[REQUIREMENT]: Out of the entries that follow, copy each line containing "blockTableID".

>>>>>

PR #47, opened 2026-04-20
runtime: expose cache hit taxonomy counters for reuse observability (milestone #40 phase 1)

Keith-CY:
## Summary

Phase 1 of milestone #40 (runtime cache reuse and scheduler stability). Ships the observability foundation — four explicit counters for **exact hit**, **partial hit**, **fallback**, and **reconstruction failure** paths — on top of the existing Swift text worker cache. Phases 2/3/4 (prefix-boundary reuse, partial-prefix resume, deferred cleanup soak) are out of scope.

- `HotCacheStore` gains `totalExactHits` / `totalPartialHits` / `totalFallbacks` / `totalReconstructionFailures` counters plus a `hitTaxonomy()` accessor returning the new `HotCacheHitTaxonomy` struct.
- `WorkerRuntimeRegistry.performPrefill` records a partial hit when the walked-back boundary snapshot returns an aligned restore plan, and a reconstruction failure when the operator asked for a `restoreSnapshotID` but the restore plan came back nil (previously a silent fall-through).
- `MetricsStore` gains four new keys (`swift_text.cache_exact_hit_count`, `..._partial_hit_count`, `..._fallback_count`, `..._reconstruction_failure_count`). `TextPrefillEngine` emits them alongside the existing cache rates.
- Legacy `totalHits` / `l1HitRate` are intentionally untouched so existing `CacheStats.l1HitRate` consumers stay unaffected.
- `scripts/phase8_runtime_probes.py` extends the partial-restore evidence collector and the aggregated `bench.cache_hit_taxonomy.*` metrics dict. Phase 1 asserts presence + monotonicity only.

## Plan or Spec

`docs/plans/2026-04-20-runtime-cache-hit-taxonomy-observability.md` (included).

Scope is deliberately narrow: Phase 1's issue target is **observability**, not the milestone's 25% p50 / 20% p95 TTFT improvements or the 10 000-request soak (Phase 3/4). Those will use these counters as the instrumentation substrate.

## Commands Run

- `cd services/mlx-text-worker-swift && xcrun swift build`
- `cd services/mlx-text-worker-swift && xcrun swift test`
- `xcrun swift test --filter MelixCLI`
- `make py-test`
- `python3 -c "import ast; ast.parse(open('scripts/phase8_runtime_probes.py').read())"`

## Coverage and Metrics

- Worker Swift: **139 passed** (baseline 134; +5 new taxonomy cases: baseline-zero, fallback-only, exact-hit-on-reuse, direct record hooks, reference-invariant under recorded reconstruction failure).
- `xcrun swift test --filter MelixCLI`: **175 passed** (regression sanity; this PR does not touch the CLI).
- `make py-test`: **827 passed** (regression sanity; includes the updated phase8 runtime probe test with the new `cache_hit_taxonomy` expectation).
- Swift worker build: clean.
- No changed-line coverage measured on this slice; touched code is exercised by the five new deterministic cases plus the existing cache test surface.

Sample observability (after the two-identical-key scenario in the new test):
```
swift_text.cache_exact_hit_count     == 2
swift_text.cache_partial_hit_count   == 0
swift_text.cache_fallback_count      == 1
swift_text.cache_reconstruction_failure_count == 0
```

## Known Gaps

- Whether MLX's cache code inside the runtime honors all three paths is a Phase 2+ concern; this slice proves Melix-side plumbing only.
- `HotCacheStore.totalHits` / `CacheStats.l1HitRate` still only count L1 exact hits (L2 restore is excluded, as it has been). Changing that is a separate cleanup; keeping the invariant here avoids breaking existing consumers.
- The reconstruction-failure counter fires at registry-level only. A future phase should extend it inside `registerPrefill` if MLX-LM-backed restoration paths can fail mid-way.
- Per-request streamed event labels (`cache_hit_mode`, `fallback_reason`) are not included; Phase 2 will define the richer taxonomy first, then stream if still useful.
- Collaborator's comment on #40 (memory pressure rejection + batched KV quantization) is **not** part of this PR — separate admission/runtime acceleration surface.

## Test plan

- [ ] `cd services/mlx-text-worker-swift && xcrun swift test --filter HotCacheHitTaxonomy`
- [ ] `cd services/mlx-text-worker-swift && xcrun swift test`
- [ ] `make py-test`
- [ ] Optional live: start dev stack + run `scripts/phase8_runtime_probes.py`; confirm the four new keys surface in the worker metrics export JSON and in the aggregated `bench.cache_hit_taxonomy.*` report.


services/mlx-text-worker-swift/Sources/Core/WorkerRuntimeRegistry.swift
```diff
@@ -338,15 +339,17 @@ actor WorkerRuntimeRegistry {
         if !effectiveExecution.cacheHints.restoreSnapshotID.isEmpty {
             let restored = try await restoreBoundarySnapshotRecord(snapshotID: effectiveExecution.cacheHints.restoreSnapshotID)
```
Zigfreidish: `restoreBoundarySnapshotRecord` can `throw` (bad snapshot ID, corrupted boundary record, IO error, etc.). When it does, we propagate the error out without recording a reconstruction failure — even though the operator explicitly asked for a `restoreSnapshotID` and the runtime failed to reconstruct anything. That is exactly the observability blind spot this PR is meant to close.

The nil-plan case below (line 402) is the "aligned plan could not be built" subclass of reconstruction failure; the throw case is the "snapshot record could not even be loaded" subclass. Both are reconstruction failures from the operator's point of view and ought to bump the counter. Suggest wrapping this call in `do { ... } catch { await cacheStore.recordReconstructionFailure(); throw }` so the counter reflects all restore-attempt outcomes, not just the nil-plan path.

---

services/mlx-text-worker-swift/Tests/CoreTests/WorkerScaffoldTests.swift
```diff
@@ -5295,6 +5295,156 @@ final class WorkerScaffoldTests: XCTestCase {
...
+        }
+    }
+
+    func testHotCacheHitTaxonomyRecordsPartialHitAndReconstructionFailure() async throws {
+        try await withTemporaryCacheRoot { cacheRoot in
+            let store = HotCacheStore(
+                diskStore: DiskCacheStore(rootPath: cacheRoot.path),
+                initialCacheBlocks: 0
+            )
+            // Registry-level hooks bypass registerPrefill; verify the counters advance
```
Zigfreidish: This test bypasses the registry entirely: it just calls `recordPartialHit()` / `recordReconstructionFailure()` on the store and asserts the counter moves. That covers the accessor but not the registry-level wiring that is the actual Phase 1 surface (slice 1B in the plan doc).

Concretely, a bug where `WorkerRuntimeRegistry.performPrefill` forgets to call `recordPartialHit()` on the walked-back-plan success path, or mis-orders the `recordReconstructionFailure()` call relative to the nil-plan fall-through, would not be caught by anything in this file. The plan's own slice 1D lists "Valid walked-back restore plan → partial hit increments" as a required case, and the intent was clearly to go through `performPrefill`, not through the recorder directly.

Recommend adding at least one test that drives `performPrefill` with a seeded boundary snapshot so the registry→store edge is covered — otherwise the counters are verified but the hooks that feed them are not.

---

services/mlx-text-worker-swift/Tests/CoreTests/WorkerScaffoldTests.swift
```diff
@@ -5295,6 +5295,156 @@ final class WorkerScaffoldTests: XCTestCase {
...
+
+            // The reference invariant: page / block refs are unchanged by a recorded
+            // reconstruction failure. Phase 1 records the event without mutating state;
+            // Phase 2+ will add aligned-prefix retry logic that must preserve this invariant.
+            XCTAssertEqual(afterOwnership.pageRefCountByPageID, beforeOwnership.pageRefCountByPageID)
+            XCTAssertEqual(afterOwnership.blockRefCountByBlockID, beforeOwnership.blockRefCountByBlockID)
+            XCTAssertEqual(afterOwnership.prefixCount, beforeOwnership.prefixCount)
+            let taxonomy = await store.hitTaxonomy()
+            XCTAssertEqual(taxonomy.reconstructionFailureCount, 1)
+            XCTAssertEqual(taxonomy.fallbackCount, 1) // the prior cold register call
```
Zigfreidish: The plan doc frames this as the issue's required safety test ("prove cache references are released on reconstruction failure"), but as written the test only proves that `recordReconstructionFailure()` is a no-op on ownership — which is near-tautological because the method just increments a `UInt64`. No restore attempt is actually made; no transient state is acquired; the pre/post snapshots compare a cold register against itself plus a counter bump.

A meaningful ref-invariant test needs to drive a path where reconstruction was *attempted*: e.g. seed L2 state, invoke `performPrefill` with a `restoreSnapshotID` that causes `makeWalkedBackCacheRestorePlan` to return nil, then assert ownership is unchanged vs. pre-attempt. Otherwise this test does not discharge the issue's requirement — it just documents a trivially-true property of the accessor. Worth either strengthening here or explicitly deferring to Phase 2 in the plan (current "Phase 2+ will add aligned-prefix retry" comment is already gesturing at this).

---

services/mlx-text-worker-swift/Sources/Core/HotCacheStore.swift
```diff
@@ -147,6 +164,7 @@ actor HotCacheStore {
             prefixesByID[restoredPrefix.prefixID] = stored
             prefixIDByKey[keyID] = restoredPrefix.prefixID
             registerOwnership(for: stored)
+            totalExactHits += 1
```
Zigfreidish, line 173: Nit: this branch bumps `totalExactHits` but intentionally *not* `totalHits` / `totalReusedBlocks`, unlike the L1 branch above which bumps all three. That's consistent with the PR description ("Legacy `totalHits` / `l1HitRate` are intentionally untouched") and the "L2 restore could double-count" mitigation in the plan doc, but it's non-obvious at the call site — a reader who comes along next month is very likely to "fix" this for symmetry and regress the legacy `CacheStats.l1HitRate` consumers.

A one-line comment (`// Intentionally only totalExactHits: totalHits must stay L1-only to preserve CacheStats.l1HitRate semantics`) would save a future rebase.

Also worth noting: with this split, `exactHitCount - totalHits` is now a free L2-restore-hit counter, which may or may not be what you want exposed. Fine for Phase 1; flag for Phase 2's taxonomy work.

---

docs/plans/2026-04-20-runtime-cache-hit-taxonomy-observability.md
```diff
@@ -0,0 +1,99 @@
...
+
+- `MetricsStore`: add four default-zero keys — `swift_text.cache_exact_hit_count`, `..._partial_hit_count`, `..._fallback_count`, `..._reconstruction_failure_count`.
+- `TextPrefillEngine`: after prefill, pull `hitTaxonomy()` from the cache store and `metrics.set(...)` each key. Absolute cumulative counters, same style as existing `cache_l2_writeback_count`.
+
+### 1D — Deterministic tests
+
+`services/mlx-text-worker-swift/Tests/CoreTests/HotCacheHitTaxonomyTests.swift` (new):
+
+- Cold registration then repeat same-key prefill → exact hit increments on the repeat.
+- Two distinct keys → fallback == 2, exact == 0.
```
Zigfreidish, line 48: Spec says `Tests/CoreTests/HotCacheHitTaxonomyTests.swift` (new), but the implementation added the five tests to the existing `WorkerScaffoldTests.swift` under a `// MARK: - Hit taxonomy` section. Functionally fine, but it's worth either updating the plan doc to match or extracting to a dedicated file so `xcrun swift test --filter HotCacheHitTaxonomy` (listed in the PR's test plan and in the Verification section below) actually filters to these tests — right now that filter won't match since the test class is `WorkerScaffoldTests`, so the advertised one-liner is a no-op.

---

Zigfreidish (commented):
Solid Phase 1 scope discipline — the counter plumbing, metrics-key set, and the legacy-`totalHits` invariant all line up with the plan doc. Five inline comments below, in rough priority order:

1. **Reconstruction-failure counter misses the throw path** in `WorkerRuntimeRegistry.performPrefill` — if `restoreBoundarySnapshotRecord` throws, no counter fires, even though that's the clearest "operator asked for a restore, runtime could not reconstruct" case.
2. **Registry hooks are untested end-to-end.** The new tests exercise `recordPartialHit()` / `recordReconstructionFailure()` directly; no test drives `performPrefill`, so a wiring regression in slice 1B would slip through.
3. **Ref-invariant test is near-tautological.** It proves a counter bump doesn't mutate ownership, which is trivially true — it doesn't cover the actual reconstruction-failure code path the issue requires.
4. **Intentional L2 asymmetry** in `HotCacheStore.registerPrefill` deserves an inline comment to prevent a future "make it symmetric" regression on `CacheStats.l1HitRate`.
5. **Doc/implementation drift**: plan doc and PR description reference `--filter HotCacheHitTaxonomy`, but tests live in `WorkerScaffoldTests` so the filter matches nothing.

---

services/mlx-text-worker-swift/Sources/Core/WorkerRuntimeRegistry.swift
```diff
@@ -338,15 +339,17 @@ actor WorkerRuntimeRegistry {
...
                 blockTableID: restored.blockTableID,
                 blockTable: restored.blockTable,
                 cachedMessages: restored.messages,
                 requestMessages: requestMessages,
                 tier: "l2",
                 cacheMode: cacheMode
-            ) {
+            )
+            if let restorePlan = walkedBackPlan {
+                await cacheStore.recordPartialHit()
```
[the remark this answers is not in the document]
Keith-CY: Fixed in 735f3d52 — registry now branches on `restorePlan.partial`: true → `cacheStore.recordPartialHit()`, false → `cacheStore.recordExactHit()`. A non-partial walked-back plan is a full exact match; it no longer gets miscounted as a partial hit.

services/mlx-text-worker-swift/Sources/Core/HotCacheStore.swift
```diff
@@ -210,6 +229,23 @@ actor HotCacheStore {
         )
     }
 
+    func recordPartialHit() {
+        totalPartialHits += 1
+    }
```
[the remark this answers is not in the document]
Keith-CY: Added `recordExactHit()` on `HotCacheStore` in 735f3d52. The registry-level branch uses it for the exact-match restore path.

services/mlx-text-worker-swift/Sources/Core/WorkerRuntimeRegistry.swift
Keith-CY: Fixed in 735f3d52 — `restoreBoundarySnapshotRecord` is now wrapped in `do/catch`: on any throw (`unknownSnapshotID`, corrupted record, IO error) we call `cacheStore.recordReconstructionFailure()` and rethrow. The nil-plan fall-through remains a second reconstruction-failure path.

services/mlx-text-worker-swift/Tests/CoreTests/WorkerScaffoldTests.swift
Keith-CY: Replaced in 735f3d52 with `testPrefillRecordsHitTaxonomyAcrossBoundarySnapshotPaths`, which drives three paths end-to-end through `services.inference.prefill`: cold initial prefill (fallback), restore with `"snapshot-does-not-exist"` (reconstruction failure), restore with identical messages (exact hit via `restorePlan.partial == false`). Counter increments are checked at each step, so a registry wiring regression will now show up.

services/mlx-text-worker-swift/Tests/CoreTests/WorkerScaffoldTests.swift
Keith-CY: Replaced in 735f3d52 — the ref-invariant is now asserted INSIDE the end-to-end `testPrefillRecordsHitTaxonomyAcrossBoundarySnapshotPaths` test across a real reconstruction-failure code path: `prefixCount`, `pageRefCountByPageID`, `blockRefCountByBlockID` from the ownership snapshot before/after the bad-snapshot-id restore call are asserted equal. The old near-tautological version was deleted.

services/mlx-text-worker-swift/Sources/Core/HotCacheStore.swift
Keith-CY: Fixed in 735f3d52 — the L2 restore exact-hit branch carries a multi-line comment explaining the legacy `totalHits` / `totalReusedBlocks` / `CacheStats.l1HitRate` invariant and why the restore-inclusive count only advances `totalExactHits`. Next reader should not 'fix for symmetry'.

docs/plans/2026-04-20-runtime-cache-hit-taxonomy-observability.md
Keith-CY: Fixed in 735f3d52 — plan doc updated to name `WorkerScaffoldTests.swift` (where the tests actually live, alongside the existing `HotCacheStore` suite so file-private helpers stay reusable) and the verification filter changed to `--filter "testHotCacheHitTaxonomy|testPrefillRecordsHitTaxonomy"` which matches the new cases.

services/mlx-text-worker-swift/Sources/Core/WorkerRuntimeRegistry.swift
```diff
@@ -336,17 +337,41 @@ actor WorkerRuntimeRegistry {
...
                 requestMessages: requestMessages,
                 tier: "l2",
                 cacheMode: cacheMode
-            ) {
+            )
+            if let restorePlan = walkedBackPlan {
+                if restorePlan.partial {
+                    await cacheStore.recordPartialHit()
+                } else {
+                    await cacheStore.recordExactHit()
```
Zigfreidish, line 377: Nice refinement adding the `restorePlan.partial` branch — this is a real correctness improvement over the original "any walked-back plan = partial hit" mapping. But the new e2e test (`testPrefillRecordsHitTaxonomyAcrossBoundarySnapshotPaths`) only exercises three of the four counter paths:

- ✅ `fallbackCount` — initial cold prefill
- ✅ `reconstructionFailureCount` — bad snapshot ID throws
- ✅ `exactHitCount` — restore with identical messages → `partial == false`
- ❌ `partialHitCount` — restore with diverging messages → `partial == true` is **not** covered

Since the partial-vs-exact split inside the walked-back branch is the riskiest part of this change (a wiring inversion would silently swap the counters), it'd be worth one more case in the same test that mutates the request messages enough to force `restorePlan.partial == true` (the existing `WorkerScaffoldTests` line 4299 demonstrates how to provoke that).

Without it, a future refactor could swap lines 371 and 373 and every existing test would still pass.

---

services/mlx-text-worker-swift/Sources/Core/WorkerRuntimeRegistry.swift
```diff
@@ -336,17 +337,41 @@ actor WorkerRuntimeRegistry {
...
+            let restored: (
+                snapshot: Melix_Worker_V1_SnapshotRef,
+                model: Melix_Worker_V1_ModelSpec,
+                messages: [Melix_Worker_V1_ChatMessage],
+                resumeHint: String,
+                acceleration: Melix_Worker_V1_AccelerationPolicy,
+                promptTokens: Int,
+                blockTableID: String,
+                blockTable: Melix_Worker_V1_BlockTable,
+                decodeHandle: String
```
Zigfreidish: Nit: this 9-field tuple type is now duplicated — once on `restoreBoundarySnapshotRecord`'s declaration (line 737-746) and once here so `restored` can be assigned inside the `do/catch`. Adding a field to the underlying record would silently de-sync the two declarations. Consider extracting a `private typealias RestoredBoundarySnapshotRecord = (snapshot: ..., model: ..., ...)` (or a small struct) so the explicit annotation here collapses to `let restored: RestoredBoundarySnapshotRecord`. Pure cleanup, doesn't block.

---

services/mlx-text-worker-swift/Sources/Core/WorkerRuntimeRegistry.swift
```diff
@@ -336,17 +337,41 @@ actor WorkerRuntimeRegistry {
...
+            )
+            do {
+                restored = try await restoreBoundarySnapshotRecord(snapshotID: effectiveExecution.cacheHints.restoreSnapshotID)
+            } catch {
+                // Operator asked for a restore, runtime could not reconstruct. Record
+                // the observability blind spot and rethrow the original error.
```
Zigfreidish, line 359: Minor semantic note: this catch-all coerces every throw from `restoreBoundarySnapshotRecord` into a "reconstruction failure". That covers the intended case (snapshot ID not found / record corrupted), but it'll also bump the counter on transient IO errors, decoder errors, or actor-cancellation, which aren't really reconstruction failures from the cache reuse perspective. For Phase 1 aggregate observability this is probably acceptable, but worth a comment here noting that Phase 2's richer per-event taxonomy should split "lookup miss" from "IO/transport error" so dashboards aren't muddied by infrastructure flakes.

---

Zigfreidish (commented):
Thanks for the fast turnaround — all five points from the prior round are addressed, and the partial/exact split inside the walked-back branch is a real correctness improvement beyond what was originally asked for. The new `testPrefillRecordsHitTaxonomyAcrossBoundarySnapshotPaths` is exactly the integration test the previous review was missing, and the L2 asymmetry comment in `HotCacheStore` will save someone a future regression.

Three small follow-ups, all non-blocking:

1. **Partial-hit branch still untested e2e.** The new test covers fallback / reconstruction-failure / exact-restore but not the `restorePlan.partial == true` path. A line-371-vs-373 swap would still pass the suite. One more case in the same test (diverging messages → partial restore plan) would close this.
2. **Tuple type duplicated.** The 9-field return type of `restoreBoundarySnapshotRecord` is now written twice; a typealias (or small struct) would keep the two sides in sync.
3. **Catch-all coerces all throws to reconstruction failure.** Fine for Phase 1 aggregate counters, but Phase 2's richer per-event taxonomy should split lookup-miss from IO/transport errors so dashboards don't conflate them.

Otherwise this looks good to merge once the partial-branch test gap is closed (or you decide to defer it explicitly).

---

services/mlx-text-worker-swift/Sources/Core/WorkerRuntimeRegistry.swift
Keith-CY: Fixed in 6c017c90 — extended the same e2e test with a fourth path: a long source prompt → snapshot → diverged-tail restore prompt triggers `restorePlan.partial == true` (using the exact recipe already in `testPrefillCanRestoreBoundarySnapshotsFromHints` partial case). Added `XCTAssertTrue(partialRestoreResponse.restorePlan.partial, ...)` as a precondition so a future change that loses the partial path wouldn't silently pass. Partial counter assertion guards against the 371-vs-373 swap you called out.

services/mlx-text-worker-swift/Sources/Core/WorkerRuntimeRegistry.swift
Keith-CY: Fixed in 6c017c90 — extracted `private typealias BoundarySnapshotRecord` at the top of `WorkerRuntimeRegistry`. Both `restoreBoundarySnapshotRecord`'s return type and the `do/catch` capture site now use the typealias. Adding a field to the tuple happens in one place.

services/mlx-text-worker-swift/Sources/Core/WorkerRuntimeRegistry.swift
Keith-CY: Deferring to Phase 2 — agreed that aggregating all throws into one reconstruction-failure bucket conflates `unknownSnapshotID` with IO/transport errors. The Phase 1 contract is an aggregate counter, so collapsing all reconstruction failure modes under it is consistent with the plan's "presence + monotonicity" bar. Phase 2's richer per-event taxonomy (tracking `fallback_reason` + hit-mode labels) is the right place to split `reconstruction_failure_lookup_miss` from `reconstruction_failure_io_error` / `_transport_error` / `_cancellation`, at which point the dashboard can actually distinguish them. Leaving this thread to be closed by the reviewer if acceptable.

Zigfreidish (approved):
All three follow-ups from the prior round are addressed:

1. ✅ **Partial-hit branch now has e2e coverage.** The new diverged-prompt case in `testPrefillRecordsHitTaxonomyAcrossBoundarySnapshotPaths` provokes `restorePlan.partial == true` and asserts `partialHitCount == 1` / `exactHitCount` holds at 1 — the wiring inversion hazard (swap lines 371↔373) is now detected. The `fallbackCount == 2` assertion also catches the orthogonal regression where the extra cold source prefill stops counting.
2. ✅ **Tuple extracted to `BoundarySnapshotRecord` typealias** at the declaration and the `do/catch` capture site. Clean.
3. ↪ Catch-all-to-reconstruction-failure note was deferred to Phase 2, which was the right call.

Nice turnaround. The four counter paths are each pinned by a dedicated assertion with a descriptive failure message, and the L2 legacy-counters comment and the plan-doc filter fix both survive. LGTM from my side.

---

<<<<<

[WRITTEN REPLY]:
                 blockTableID: restored.blockTableID,
+                blockTableID: String,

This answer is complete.